CCR6/CCR10-mediated plasmacytoid dendritic cell recruitment to inflamed epithelia after instruction in lymphoid tissues

• Published in: Blood Vol. 118; no. 19; pp. 5130 - 5140
• Main Authors: Sisirak, Vanja, Vey, Nelly, Vanbervliet, Béatrice, Duhen, Thomas, Puisieux, Isabelle, Homey, Bernhard, Bowman, Edward P., Trinchieri, Giorgio, Dubois, Bertrand, Kaiserlian, Dominique, Lira, Sergio A., Puisieux, Alain, Blay, Jean-Yves, Caux, Christophe, Bendriss-Vermare, Nathalie
• Format: Journal Article
• Language: English
• Published: Washington, DC Elsevier Inc 10.11.2011; Americain Society of Hematology; American Society of Hematology
• Subjects: Adoptive Transfer; Animals; Biological and medical sciences; Cell Differentiation - immunology; Cell Movement - immunology; Chemokine CCL19 - pharmacology; Chemokine CCL20 - pharmacology; Dendritic Cells - immunology; Dendritic Cells - pathology; Epithelium - immunology; Epithelium - pathology; Female; Hematologic and hematopoietic diseases; Humans; Immunobiology; Inflammation - immunology; Inflammation - pathology; Interferon-alpha - biosynthesis; Interleukin-3 - pharmacology; Ligands; Lymphoid Tissue - immunology; Lymphoid Tissue - pathology; Medical sciences; Melanoma, Experimental - immunology; Melanoma, Experimental - pathology; Membrane Glycoproteins - metabolism; Mice; Mice, Inbred C57BL; Mice, Knockout; Models, Immunological; Palatine Tonsil - cytology; Palatine Tonsil - immunology; Receptors, CCR10 - metabolism; Receptors, CCR6 - deficiency; Receptors, CCR6 - genetics; Receptors, CCR6 - metabolism; Toll-Like Receptor 7 - metabolism; Dendritic cell; Hematology; CCR10 chemokine receptor; Inflammation; Chemokine receptor; CC chemokine; Lymphoid tissue; Epithelium; Instruction; Plasmacytoid dendritic cell; Recruitment; Antigen presenting cell; CCR6 chemokine receptor
• ISSN: 0006-4971; 1528-0020; 1528-0020
• DOI: 10.1182/blood-2010-07-295626

Absent in peripheral tissues during homeostasis, human plasmacytoid dendritic cells (pDCs) are described in inflamed skin or mucosa.
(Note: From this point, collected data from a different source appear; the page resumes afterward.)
PR #1892, opened 2023-05-22
docs(alertbanner): add link to mods docs & fix capitalization

pfulton:
## Description
Small docs update to link out to the mods list + also update the capitalization in the name of the component.

 - **How this was tested:** 

## To-do list

### DIFF
--- a/components/alertbanner/metadata/alertbanner.yml
+++ b/components/alertbanner/metadata/alertbanner.yml
@@ -1,5 +1,9 @@
-name: Alert banner
+name: Alert Banner
 description: Alert banners show pressing and high-signal messages, such as system alerts. They're meant to be noticed and prompt users to take action.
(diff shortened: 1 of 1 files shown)


components/alertbanner/metadata/alertbanner.yml
```diff
@@ -1,5 +1,9 @@
-name: Alert banner
+name: Alert Banner
```
castastrophe, line 1: So I believe the content direction is to use sentence case and not title case for content on the site so Alert banner would be correct over Alert Banner.  I also suggested the link to the mods be left off since it was going to be accounted for in the 11ty rework which is impending (just another diff I have to resolve)

pfulton: aha! Ok.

Here, we report that, unlike blood pDCs, a subset of tonsil pDCs express functional CCR6 and CCR10, and their respective ligands CCL20 and CCL27are detected in inflamed epithelia contacting blood dendritic cell antigen 2+ pDCs. Moreover, pDCs are recruited to imiquimod-treated skin tumors in WT but not CCR6-deficient mice, and competitive adoptive transfers reveal that CCR6-deficient pDCs are impaired in homing to inflamed skin tumors after intravenous transfer. On IL-3 culture, CCR6 and CCR10 expression is induced on human blood pDCs that become responsive to CCL20 and CCL27/CCL28, respectively. Interestingly, unlike myeloid DC, blood pDCs initially up-regulate CCR7 expression and CCL19 responsiveness on IL-3 ± CpG-B and then acquire functional CCR6 and CCR10. Finally, IL-3–differentiated CCR6+ CCR10+ pDCs secrete high levels of IFN-α in response to virus. Overall, we propose an unexpected pDCs migratory model that may best apply for mucosal-associated lymphoid tissues. After CCR7-mediated extravasation into lymphoid tissues draining inflamed epithelia, blood pDCs may be instructed to up-regulate CCR6 and/or CCR10 allowing their homing into inflamed epithelia (in mucosae or skin). At this site, pDCs can then produce IFN-α contributing to pathogen clearance and/or local inflammation.